We plan to publish some additional guidance on estimating result size as part of our rollout of these changes. Keep an eye on the Cached Dataset documentation.

Cached Dataset Status

Another challenge we’ve heard many of you face is in knowing if/when your Cached Dataset is hitting a limit or edge case and is failing to fully update properly. Example scenarios that can cause updates to fail include:

  • One or more index_by values are exceeding the 400KB DynamoDB row size limit.
  • One or more sub-timeframes are exceeding the maximum number of groups (1M).
  • The queries for one or more sub-timeframes are consistently timing out.

Currently these scenarios, while rare, can result in a Cached Dataset missing data for some index_by values and/or sub-timeframes. This can be hard to discover without careful review. To alleviate this pain point we’re making the bootstrapping process (wherein a newly created Cached Dataset’s cache data is populated asynchronously by our background workers) explicit. We’re also exposing new information in the “GET Dataset definition” operation that will help diagnose bootstrapping errors, as well as provide warnings for Cached Datasets that start encountering errors after bootstrapping has been completed.

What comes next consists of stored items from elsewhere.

PR #15483, opened 2022-09-07
Replace qa-apac-i with qe-security

paolostivanin:
https://progress.opensuse.org/issues/116185


tjyrinki (approved):
Seems good! This will also be a test whether the permissions on the repositories are set right..

PR #15485, opened 2022-09-07
Refactor powerman module

b10n1k:
This starting as an investigation for the weird last validation from `powerman -c`. it turned out that this was not an issue as the device used on the test it doesnt supported. So the question was if it should be removed or improved in one or the other way.

So as part of that improvement, the module checks for the capabilities of the divice given by the specification files. In additional, the validation of the commands are replaced by `validate_script_output` and some info added to the OpenQA UI.

https://openqa.suse.de/tests/overview?build=b10n1k%2Fos-autoinst-distri-opensuse%2315485&version=15-SP5&distri=sle

### DIFF
--- a/tests/hpc/powerman.pm
+++ b/tests/hpc/powerman.pm
@@ -16,44 +16,60 @@ use testapi;
 use utils;
 use susedistribution;
 
+
+our $cfg_file = "/etc/powerman/powerman.conf";
+
+our $dev_caps = sub {
+    my $dev = shift;
+    my %dat;
+    my $dev_file_cnt = script_output("cat /etc/powerman/${dev}.dev");
+    ($dat{$1} = 1) while $dev_file_cnt =~ m/script (.*)\W\S/g;
+    return \%dat;
+};
+
 sub run ($self) {
     # install powerman
     zypper_call('in powerman');
-
+    my $powerman_dev = 'bashfun';
     # Adapt config
-    my $cfg_file = "/etc/powerman/powerman.conf";
     my $hostname = script_output('hostname');
     assert_script_run(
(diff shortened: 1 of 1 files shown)


tests/hpc/powerman.pm
```diff
@@ -16,44 +16,60 @@ use testapi;
...
     # check if target can be turned off
     assert_script_run("powerman -0 \$(hostname)");
-    script_run("powerman -Q \$(hostname) | tee /dev/$serialdev", 0);
-    wait_serial(/^off:.*$hostname.*/);
+    validate_script_output("powerman -Q \$(hostname)", sub { /off:\s+$hostname.*/ });
 
     # check if command can be handled by power control device
-    script_run("powerman -c \$(hostname) | tee /dev/$serialdev", 0);
-    wait_serial(/.*cannot be handled by power control device.*/);
+    # This is depended by the device/driver type.
```
schlad, line 65: depended on

schlad:
Ideally the git commit message would be amended as there are some grammar mistakes. Sorry for saying :-)
For instance: "This starting". Preferably the git commit would be written in a passive form as that is the standard.

The change itself is nice however small. I think, once we merge your changes, the test will be easier to maintain and any failure in the future should be easier to investigate. So I really like this PR.

schlad (changes requested):

tests/hpc/powerman.pm
schlad: actually it should say something like: This depends on the device/driver type.

b10n1k: *this change is ready for review*

PR #15488, opened 2022-09-08
Install kdumptool where needed and fix synchronization failure in yast kdump module

lemon-suse:
Need install kdump which is not dependency of yast2-kdump module in SLE15-SP5 and is no longer installed when yast2-kdump is installed. And reboot requirement warning message need to be deal with on s390x. Use multi-tag to deal with the different behavior for reboot popup message.

- Related ticket: https://progress.opensuse.org/issues/115622
- Needles:  yast2-kdump-no-restart-info:  already merged to OSD.
- Verification run: 
   https://openqa.nue.suse.com/tests/9514874#  x86_64
   https://openqa.nue.suse.com/tests/9514876#   s390x
   http://openqa.nue.suse.com/tests/9514822#    aarch64  failed for bsc#1202738
   http://openqa.nue.suse.com/tests/9514821#    ppc64le

### DIFF
--- a/lib/kdump_utils.pm
+++ b/lib/kdump_utils.pm
@@ -192,13 +192,15 @@ sub activate_kdump {
         $expect_restart_info = 1;
     }
     send_key('alt-o');
+    # Expect yast2-kdump-restart-info on s390x
+    $expect_restart_info = 1 if (is_s390x && is_sle('15-SP5+'));
     if ($expect_restart_info == 1) {
-        my @tags = qw(yast2-kdump-restart-info os-prober-warning);
+        my @tags = qw(yast2-kdump-restart-info os-prober-warning yast2-kdump-no-restart-info);
         do {
             assert_screen(\@tags, timeout => 180);
             handle_warning_install_os_prober() if match_has_tag('os-prober-warning');
-        } until (match_has_tag('yast2-kdump-restart-info'));
-        send_key('alt-o');
+        } until (match_has_tag('yast2-kdump-restart-info') || match_has_tag('yast2-kdump-no-restart-info'));
+        send_key('alt-o') if match_has_tag('yast2-kdump-restart-info');
     }
     wait_serial("$module_name-0", 240) || die "'yast2 kdump' didn't finish";
 }
--- a/tests/console/yast2_kdump.pm
+++ b/tests/console/yast2_kdump.pm
@@ -17,6 +17,7 @@ use registration;
 use scheduler 'get_test_suite_data';
 use testapi;
 use utils;
+use version_utils 'is_sle';
 
 sub run {
     select_console('root-console');
@@ -24,6 +25,7 @@ sub run {
     # install kdump by adding additional modules
     add_suseconnect_product('sle-module-desktop-applications');
     add_suseconnect_product('sle-module-development-tools');
+    zypper_call('in kdump') if is_sle('15-SP5+');
     zypper_call('in yast2-kdump');
 
     # Kdump configuration with YaST module


lib/kdump_utils.pm
```diff
@@ -192,6 +192,8 @@ sub activate_kdump {
         $expect_restart_info = 1;
     }
     send_key('alt-o');
+    # Expect yast2-kdump-restart-info on s390x
+    $expect_restart_info = 1 if (is_s390x && is_sle('15-SP5+'));
```
coolgw, line 196: base https://openqa.nue.suse.com/tests/9474977#step/yast2_kdump/18 i found s390 default kdump is enable, so nothing is changed, but a kdump restart page popup after push OK button, i suppose this is an issue of s390?

lemon-suse: I'm not sure this is a feature or a bug, maybe we can ask a kernel expert about this or just file a bug and wait developer to confirm?

coolgw: I think this is an bug if nothing updated by yast from end user view.

ge0r:
Hi, thanks for addressing the issue. Is it possible to also add a verification run for `ppc64le` ?

lemon-suse:
> Hi, thanks for addressing the issue. Is it possible to also add a verification run for `ppc64le` ?

Ok, I just noticed it is ppc64-spvm has some environment issue while not ppc64le, I will run VR on ppc64le.

lemon-suse:
Updated code and all VRs.

lib/kdump_utils.pm
ge0r: I would suggest to open a bug for s390x and use `record_soft_failure` mentioning the bug here. We can delete the `record_soft_failure` line afterwards if it is confirmed to be intended instead.

lib/kdump_utils.pm
```diff
@@ -192,13 +192,22 @@ sub activate_kdump {
         $expect_restart_info = 1;
     }
     send_key('alt-o');
+    #if (is_s390x || is_ppc64le) {
+    #    assert_screen([qw(yast2-kdump-restart-info yast2-kdump-no-restart-info)]);
+    #    if (match_has_tag('yast2-kdump-restart-info')) {
+    #        send_key('alt-o');
+    #	}
+    #	$expect_restart_info = 0;
+    #}
```
ge0r, line 201: I think this commented out section could be deleted

ge0r (commented):
Thanks for taking a look into this!

lib/kdump_utils.pm
lemon-suse: Thanks for comments.
I got the info from https://github.com/os-autoinst/os-autoinst-distri-opensuse/pull/14887#issuecomment-1124851781 that this different behavior is not a bug. And in fact I have filed a bug for s390 (https://bugzilla.suse.com/show_bug.cgi?id=1203237) but no response till now.
So I changed code to suit it for different behaviors on test side.

ge0r: That's great, thanks for the info!
All good then, I would maybe suggest to add a `record_soft_failure('bsc#1203237 - s390x openQA test fails in yast2_kdump - reboot page popup unexpected')` just to keep track of this adaptation in the code

ge0r (approved):

lib/kdump_utils.pm
jknphy: YaST makes some calculation and depends on that the popup appears o not:
yast2_ncurses_textmode
it depends of course of settings of the job.
https://github.com/os-autoinst/os-autoinst-distri-opensuse/pull/14887#issuecomment-1124851781

jknphy:
The code became more and more conditional, we will address this in: https://progress.opensuse.org/issues/111016 using libyui REST. @lemon-suse thanks for the fix.
For what I can see in Kernel job group they move to cli or at least there is not more use of this test module.
Let's merge and see if we account for all the differences.

rfan1:
@lemon-suse 
Could you please fix your typo in git commit message?

jknphy:
> @lemon-suse Could you please fix your typo in git commit message?

sorry, too late, I didn't notice that before merging, now to change history I don't think is a good idea.

lemon-suse:
> @lemon-suse Could you please fix your typo in git commit message?

It should be for my keyboard issue, sometimes type no response, sometimes more. Anyway later I will keep an eye on such typo, and later use my new laptop should avoid such issue. Thanks.

PR #15494, opened 2022-09-09
Unschedule regression test modules unrelated with migration

chcao:
This pr is to unschedule the test modules unrelated with migration in regression job group. So I update the schedule yaml files of migration regression jobs.

- Related ticket: https://progress.opensuse.org/issues/115487
- Related mr: https://gitlab.suse.de/coolgw/wegao-test/-/merge_requests/139
- Needles: N/A
- Verification run: 
offline:
x86_64: https://openqa.suse.de/tests/9554935#
s390x: https://openqa.suse.de/tests/9555425#
ppc64le: https://openqa.suse.de/tests/9548988#
online:
aarch64: https://openqa.suse.de/tests/9548989#
x86_64: https://openqa.suse.de/tests/9548990#

### DIFF
--- a/schedule/migration/aarch64_regression_test_offline.yaml
+++ b/schedule/migration/aarch64_regression_test_offline.yaml
@@ -3,9 +3,7 @@ description:    |
   This is for aarch64 offline regression test.
   #REGRESSION_SERVICE: '1' means support service check test. '0' means doesn't
   #support service check test, normally set '0' for package media test.
-  #REGRESSION_TEST: '1' means regression test part1 include console test. '2'
-  #means regression test part2 include x11 test.
-  #REGRESSION_389DS: '1' means load 389ds test.
+  #REGRESSION_TEST: '1' means load regression test modules after migration.
   #QCOW_GENERATION: '1' means publish qcow after migration; '0' means no need.
 vars:
   DESKTOP: 'gnome'
@@ -46,20 +44,21 @@ conditional_schedule:
         - console/system_prepare
         - console/check_os_release
         - console/check_system_info
-        - console/check_migration_features
+        - '{{check_migration_features}}'
         - console/check_network
         - console/system_state
         - console/prepare_test_data
         - console/consoletest_setup
         - '{{check_upgraded_service}}'
-        - '{{openldap_to_389ds}}'
         - '{{regression_tests}}'
-        - boot/grub_test_snapshot
-        - migration/version_switch_origin_system
-        - boot/snapper_rollback
+        - '{{rollback_after_migration}}'
       1:
         - shutdown/cleanup_before_shutdown
         - shutdown/shutdown
+  check_migration_features:
+    MIGRATION_FEATURES:
+      1:
+        - console/check_migration_features
   check_upgraded_service:
     REGRESSION_SERVICE:
       1:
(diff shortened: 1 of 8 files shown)


schedule/migration/aarch64_regression_test_offline.yaml
```diff
@@ -46,20 +44,23 @@ conditional_schedule:
...
         - console/check_os_release
         - console/check_system_info
-        - console/check_migration_features
+        - '{{check_migration_features}}'
         - console/check_network
         - console/system_state
         - console/prepare_test_data
         - console/consoletest_setup
         - '{{check_upgraded_service}}'
-        - '{{openldap_to_389ds}}'
```
ge0r, line 55: From what I understood from the progress ticket, this should not be removed:  `modules like migration/openldap_to_389ds or console/orphaned_packages_check or basic checks of the migrated system should remain there`

ge0r: Also applies for the other yamls where `openldap_to_389ds` is removed.

lemon-suse:
Before the review, we'd better make it clear for the meaning of 'related migration'.
To me it is just strong or weak related, or directly related or non-directly related, while no unrelated. Most regression test mainly focus on the functionality verification test after migration. 
Maybe here the related with migration means only directly involved migration flow?
If remove most of them, I don't think it can be called regression group. Anyway, just make it more clear. :)

schedule/migration/aarch64_regression_test_offline.yaml
chcao: openldap_to_389ds is only tested on x86_64, for the other arches, it is not supported and I checked the cases' setting, no case set OPENLDAP_TO_389DS=1. So I remove it from the other three arches' yamls directly.

jknphy:
> Before the review, we'd better make it clear for the meaning of 'related migration'. To me it is just strong or weak related, or directly related or non-directly related, while no unrelated. Most regression test mainly focus on the functionality verification test after migration. Maybe here the related with migration means only directly involved migration flow? If remove most of them, I don't think it can be called regression group. Anyway, just make it more clear. :)

the idea is to include two kind of regression test, (1) the basic ones, generic, system regressions, the most simple ones, the ones not problematic to review (le't say it like that), and also (2) other test modules checking for specific regression related with migration.

schedule/migration/aarch64_regression_test_offline.yaml
```diff
@@ -72,57 +73,15 @@ conditional_schedule:
...
-        - console/ncurses
-        - console/yast2_lan
-        - console/curl_https
-        - console/salt
-        - console/glibc_tunables
-        - console/zypper_in
-        - console/zypper_log
-        - console/yast2_i
-        - console/yast2_bootloader
-        - console/firewall_enabled
```
jknphy, line 104: firewall check seems simple enough to be included, wdyt?

schedule/migration/aarch64_regression_test_online.yaml
```diff
@@ -60,57 +55,15 @@ conditional_schedule:
...
-        - console/firewall_enabled
-        - console/krb5
-        - console/sshd
-        - console/ssh_cleanup
-        - console/mtab
+        - console/check_system_info
         - console/zypper_lifecycle
         - console/orphaned_packages_check
-        - console/kdump_and_crash
-        - console/consoletest_finish
```
jknphy, line 100: this was included in the previous test suite but not in this one, did you miss it or it is for some reason?

schedule/migration/aarch64_regression_test_online.yaml
```diff
@@ -60,57 +55,15 @@ conditional_schedule:
...
-  openldap_to_389ds:
-    REGRESSION_389DS:
-      1:
-        - migration/openldap_to_389ds
   regression_tests:
     REGRESSION_TEST:
       1:
         - locale/keymap_or_locale
-        - console/supportutils
-        - console/force_scheduled_tasks
```
jknphy, line 72: `force_scheduled_tasks` is a basic one to ensure the load is ok, sometimes the system is too busy to actually do anything and it is recommended to schedule it.

schedule/migration/ppc64le_regression_test_online.yaml
```diff
@@ -64,57 +59,15 @@ conditional_schedule:
...
-        - console/sshd
-        - console/ssh_cleanup
-        - console/mtab
         - console/zypper_lifecycle
         - console/orphaned_packages_check
-        - console/kdump_and_crash
-        - console/consoletest_finish
-      2:
         - console/consoletest_finish
-        - x11/desktop_runner
```
jknphy, line 107: I think instead of deleting all the x11 test cases, we could at least keep this one, that is simple enough.
`xterm` optionally could also be included, the rest are using those two somehow, wdyt? `setup` perhaps is needed I don't know what that does, perhaps is needed before `xterm`.

lemon-suse:
> > Before the review, we'd better make it clear for the meaning of 'related migration'. To me it is just strong or weak related, or directly related or non-directly related, while no unrelated. Most regression test mainly focus on the functionality verification test after migration. Maybe here the related with migration means only directly involved migration flow? If remove most of them, I don't think it can be called regression group. Anyway, just make it more clear. :)
> 
> the idea is to include only two kind of regression test modules, (1) the basic ones, generic, system regressions, the most simple ones, the ones not problematic to review (le't say it like that), and also (2) other test modules checking for specific regression related with migration.

That's make sense for me, thanks. Then I will involve the next review.

lemon-suse:
> > Before the review, we'd better make it clear for the meaning of 'related migration'. To me it is just strong or weak related, or directly related or non-directly related, while no unrelated. Most regression test mainly focus on the functionality verification test after migration. Maybe here the related with migration means only directly involved migration flow? If remove most of them, I don't think it can be called regression group. Anyway, just make it more clear. :)
> 
> the idea is to include only two kind of regression test modules, (1) the basic ones, generic, system regressions, the most simple ones, the ones not problematic to review (le't say it like that), and also (2) other test modules checking for specific regression related with migration.

That's make sense for me, thanks. Then I will involve the next review.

Status for New Cached Datasets

When a Cached Dataset is created it will be initialized with status=Created. Shortly after (typically within a minute) it will be picked up by our scheduler and start its bootstrapping process (status=Bootstrapping), which may last anywhere from a few seconds to multiple hours depending on the amount of data to crunch. Here is an example response showing the new “status” field:

{
  "project_id":"5011efa95f546f2ce2000000",
  "organization_id":"4f3846eaa8438d17fb000001",
  "dataset_name":"count-purchases-gte-100-by-country-daily",
  "display_name":"Count Daily Product Purchases Over $100 by Country",
  "query": { … },
  "index_by":["product.id"],
  "last_scheduled_date":"2016-11-04T18:52:36.323Z",
  "latest_subtimeframe_available":"2016-11-05T00:00:00.000Z",
  "milliseconds_behind": 3600000,
  "status": "Bootstrapping"
}

During the bootstrapping phase the “GET Dataset results” operation will return 503 SERVICE_UNAVAILABLE and provide an error message indicating that bootstrapping hasn’t finished yet.

{
  "message": "The Cached Dataset hasn't finished bootstrapping yet. The result is not available. Monitor the status using GET Dataset definition."
}

Only after the bootstrapping phase finishes successfully (status=OK) will the Cached Dataset be available for retrieving results. In the rare case of a Cached Dataset bootstrapping failure (status=BootstrappingFailed), the GET Dataset definition operation provides a descriptive error message. It is also impossible to retrieve a specific index_by value’s result from a Cached Dataset that failed.

Status for existing Cached Datasets

The GET Dataset Definition operation will return a new “status” field for existing Cached Datasets, as well as for Cached Datasets that have successfully finished the bootstrapping phase. A status of “OK” indicates that the Cached Dataset did not encounter any errors during internal updates. A status of “Warn” indicates that a Cached Dataset is facing some issues; in this case a descriptive error message will be provided to help diagnose and fix the issue.

A Cached Dataset that is in the “Warn” state may still be queried, but care should be taken as some data might be incomplete.

Fixing Warnings and Errors

If a Cached Dataset fails bootstrapping you will need to review and address the errors. This can be done by explicitly excluding certain index_by values and/or sub-timeframes using filters, or by removing group_by properties.

Summary

We do hope that our effort in making Cached Datasets easier to work with will make building your customer-facing metrics with Keen an awesome experience. If you have any suggestions feel free to use our Canny board.